*** Source material ***
PR #12975, opened 2025-02-27
fix(dpp): save and update labels from Dataplane resource on Universal

Automaat:
## Motivation

We need to handle dpp labels properly in order to be able to select them in policies

### DIFF
--- a/pkg/core/managers/apis/dataplane/dataplane_manager.go
+++ b/pkg/core/managers/apis/dataplane/dataplane_manager.go
@@ -2,8 +2,6 @@ package dataplane
 
 import (
 	"context"
-	"maps"
-
 	"github.com/pkg/errors"
 
 	mesh_proto "github.com/kumahq/kuma/api/mesh/v1alpha1"
@@ -56,15 +54,10 @@ func (m *dataplaneManager) Create(ctx context.Context, resource core_model.Resou
 	m.setInboundsClusterTag(dp)
 	m.setGatewayClusterTag(dp)
 	m.setHealth(dp)
-	existingLabels := map[string]string{}
-	maps.Copy(existingLabels, opts.Labels)
-	if resource.GetMeta() != nil && resource.GetMeta().GetLabels() != nil {
-		maps.Copy(existingLabels, resource.GetMeta().GetLabels())
-	}
 	labels, err := core_model.ComputeLabels(
 		resource.Descriptor(),
 		resource.GetSpec(),
-		existingLabels,
+		opts.Labels,
 		core_model.UnsetNamespace,
 		opts.Mesh,
 		m.mode,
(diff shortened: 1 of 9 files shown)


pkg/core/managers/apis/dataplane/dataplane_manager.go
```diff
@@ -55,10 +56,15 @@ func (m *dataplaneManager) Create(ctx context.Context, resource core_model.Resou
 	m.setInboundsClusterTag(dp)
 	m.setGatewayClusterTag(dp)
 	m.setHealth(dp)
+	existingLabels := map[string]string{}
+	maps.Copy(existingLabels, opts.Labels)
+	if resource.GetMeta() != nil && resource.GetMeta().GetLabels() != nil {
```
lobkovilya, line 61: Something is odd here, I don't think we expect `resource.GetMeta()` to be set in the `Create` method, no?

Automaat: It is set in case of creating dp. Because we are doing upsert on dp creation: https://github.com/kumahq/kuma/blob/72bc7f18f2f6cbb14816e2477246dd3191fede7e/pkg/xds/server/callbacks/dataplane_lifecycle.go#L123-L129

lobkovilya: It's set only in this PR with `existing.SetMeta(md.Resource.GetMeta())`, I don't think we've done it before. Normally, I don't think you can set meta when calling `Create` because ResourceStores are the only ones who can create store-specific meta.

lobkovilya:
On Universal e2e, we create dataplanes using the same flow. I think it is worth adding labels as another `AppDeploymentOption` [here](https://github.com/kumahq/kuma/blob/4e3c0ae592894da36cc4c602529c51660cd8bdff/test/framework/setup.go#L867) in one of the tests and check they're successfully applied.

test/e2e_env/universal/auth/dp_auth.go
```diff
@@ -51,18 +51,19 @@ func DpAuth() {
...
 		// when
-		err := TestServerUniversal("dp-02", meshName, WithServiceName("test-server"))(universal.Cluster)
+		err := TestServerUniversal("dp-02", meshName, WithServiceName("test-server"), WithAppLabel("test-server"))(universal.Cluster)
 		Expect(err).ToNot(HaveOccurred())
 
 		// then
 		Eventually(func() (string, error) {
 			return universal.Cluster.GetKumactlOptions().RunKumactlAndGetOutput("get", "dataplanes", "-oyaml")
-		}, "30s", "1s").ShouldNot(ContainSubstring("192.168.0.2"))
+		}, "30s", "1s").ShouldNot(And(ContainSubstring("192.168.0.2"), ContainSubstring("not-test-server")))
```
lobkovilya, line 67: Please check if it actually contains `app: test-server`, otherwise this test would'be passed before your fix

Automaat: updated asssertion

lobkovilya (approved):

lobkovilya (approved):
*** End of Source material ***
- Brief -
What do the lines from the one with "Automaat: updated asssertion" through the last line of the entries say? Print them word for word, both ends included, and nothing else.

- Result below -
Automaat: updated asssertion

lobkovilya (approved):

lobkovilya (approved):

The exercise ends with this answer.